For the records that follow, say how many lines have the word "suggested" in them. Write the number and nothing more.

## [SUPPLIED DATA]
⁂

PR #3754, opened 2023-01-19
fix(lazy): suggested fixes for pref/lazyloading branch

pr-313:
### Description

Adds some edits suggested in the comments for PR #(3750)


lua/lvim/plugins.lua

⁂

## [SOLUTION TO THE EXERCISE]
2